奥山)3つ目ですが、この手の話を聞くたびにいつも思い出すのは、私も翻訳したことのあるマイケル・ハワードさんがおっしゃっていた有名な話です。「戦略を考えるときに、我々軍人は作戦や技術の話ばかりして、それを支えている兵站や社会を見すごしがちではないか」というものです。

飯田)兵站や社会を見すごしている。

奥山)例えば、車を買うとします。車を買うときはウキウキして、この車をどのように使おう、買ったらどこに行こうかなど、ポジティブな面ばかり考えますよね。

飯田)そうですね。

奥山)しかし、買ってから大事になってくるのは、税金やガソリンなどのランニングコストをどうするかということです。

飯田)乗るためのお金を。

奥山)戦争もそれに似ている部分があります。今回のウクライナ戦争でも、最初は「作戦や技術をどのように使うか」と軍人側は考えるのですが、長期戦になると最も大事なことは、「国民がいかにその作戦を支えるか、武器弾薬をいかに調達するか」という、兵站や社会の部分なのです。

飯田)戦争においても。

奥山)先ほどの例で言えば、家族の財政状況などが車を持つときの大事な要素になります。奥さんに相談しないで勝手に買うと、大変なことになりますよね。

飯田)勝手に高いスポーツカーなどを買うと、「うちは家族が6人いるのにどうやって乗るのよ!」となる。

奥山)軍事でも同じような状況があります。確かに国家としてはスポーツカーのようなものを買いたくなるのですが、実際に大事なのは、それを支える財政や国民であり、熱心に支援してくれるかどうかの問題は、戦略を考えるときに必ず出てくることなのです。

飯田)財政や国民の支援があるかどうか。

奥山)物量や資源など、それを支える社会面での要素を我々は直視したくないのですが、直視しなければならない。それが今回のウクライナ戦争においても出てきたのだと思います。「社会や国民、それを支える同盟国の支援は大事だ」という話です。

戦いの背後にある大戦略のレベルも大切 ~同盟国の協力や物資の供給の仕方など

飯田)ウクライナの例で言えば、ポーランドがある意味で集積基地のようになり、そこから武器等を入れる。
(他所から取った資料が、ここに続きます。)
PR #11219, opened 2019-03-25
Remove an extra dot from events.rst

illusionOfParadise:


javiereguiluz:
Good catch @illusionOfParadise ... and congrats on your first Symfony Docs contribution!

PR #11222, opened 2019-03-25
Update forms.rst

ThomasLandauer:
Just some minor improvements. More to come...

PR #11223, opened 2019-03-25
Update groups.rst

ThomasLandauer:
Integrating the findings of https://github.com/EasyCorp/EasyAdminBundle/issues/2673#issuecomment-476299467

Please fix the link to [guess your form types] - I don't know how to link to an anchor in the docs!

### DIFF
--- a/validation/groups.rst
+++ b/validation/groups.rst
@@ -185,3 +185,13 @@ will be applied.
 Of course, you'll usually work with validation indirectly through the form
 library. For information on how to use validation groups inside forms, see
 :doc:`/form/validation_groups`.
+
+.. caution::
+
+    Using validation groups might lead to unexpected results when rendering your form:
+    * If you let Symfony [guess your form types](https://symfony.com/doc/3.4/forms.html#field-type-guessing),
+      *all* constraints will be considered in the form's view (not just the ones of
+      the active validation groups).
+    * If you don't let Symfony guess your form types, no constraints will be
+      considered at all in the form's view. This means that in the form builder, you
+      have to manually set each field type option you want to have in the form's view.


javiereguiluz:
Thanks! Personally I find this article a bit complex ... and we keep adding more and more complexity to it ... but maybe it's the way it should be because the underlying is confusing/complex/full of edge cases.

ThomasLandauer:
Well, I've seen many Symfony pages that are worse than this one ;-) It took me hours to figure the details out yesterday - just wanted to share that.

And whenever anything doesn't work like one could expect, it's always better to explain it...

wouterj:
First of all: Thank you for your pull request! It's definitely appreciated that you put time into finding out internal logic and make it available to the rest of the community through documentation!

However, I can also see Javier's point. Can't we reduce the note to "Validation groups are ignored while guessing form types and options"? That would be a short warning and will give enough information I think to understand the "weird" behaviour. What do you think?

xabbuh:
I agree with @wouterj.

ThomasLandauer:
First of all: https://github.com/symfony/symfony-docs/pull/11222 is by far more important! This one here is only a side product.

Sorry guys, I can't see why you're always so hesitant to include *more details*. Do you really think that it's *easier* for anybody to figure it out themselves?? Compared to spending another minute to read it?

> "Validation groups are ignored while guessing form types and options"

"ignored" is ambiguous here: Will it apply all constraints (i.e. ignore the `groups` setting), or will it ignore the constraints that are in a group? Besides, it only covers my first list point, not the second:

> If you don't let Symfony guess your form types, no constraints will be considered at all in the form's view.

wouterj:
Yes, less verbose docs is better. Nobody likes to (or will actually) read very verbose documentation. People will skip sentences, meaning they'll almost certainly miss the important bit. If you only type the important information and leave out any verbose details that aren't needed, you "force" the reader to read the important bits.

Anyway, I'm going to close this PR as there hasn't been any activity for over a year. Besides, I just discovered that this information is already inside the documentation (for the past 9 years) on the form type guessing section, which also makes more sense to me: https://github.com/symfony/symfony-docs/commit/7a82a8950d7231cc182f9b04fe3ca02a4b268234

PR #11227, opened 2019-03-27
Correct many-to-many to many-to-one

exastion:


javiereguiluz:
Sven, thanks for this fix ... and congrats on your first Symfony Docs contribution!

PR #11228, opened 2019-03-27
Documented the new Kernel project_dir argument

javiereguiluz:
This documents https://github.com/symfony/symfony/pull/30651 and https://github.com/symfony/recipes/pull/555


stof:
I suggest waiting for the answer to my feedback in https://github.com/symfony/symfony/pull/30651#issuecomment-477191680 as I think this new argument actually makes DX worse

fabpot:
PR reverted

岸田さんのウクライナ訪問ルートもそこからでした。

奥山)そうなると、ポーランドがウクライナやアメリカにとって、いかに大事かということです。西側にとってもポーランドの価値が上がっていることにもなります。

飯田)ポーランドの価値が上がっている。

奥山)実際の戦いの部分も大事ですが、その背後にある大戦略のレベルも大事ではないかと思います。ウクライナが戦っていることも大事であり、それ以上に大事なのは、周りの国の協力やアメリカが支える物資。そして、どこを通してその物資を供給するのかということです。

台湾有事の際、日本の社会がその事態をどこまで直視できるか、国民に戦う覚悟があるのか ~最終的に問われてくる

飯田)台湾有事を考えたときに、海を使うとなると、どのようにするのか。

奥山)沖縄がいかに重要かということですよね。

飯田)それを牽制するために、中国軍は空母「山東」を太平洋に出してまで演習を行ったのだな、ということもわかりますね。

奥山)日本では、反撃能力や武器の話ばかりしていますが、実際は日本社会がどこまでその事態を直視できるのか、国民に覚悟はあるのか、というところが最終的に問われるのではないかと思います。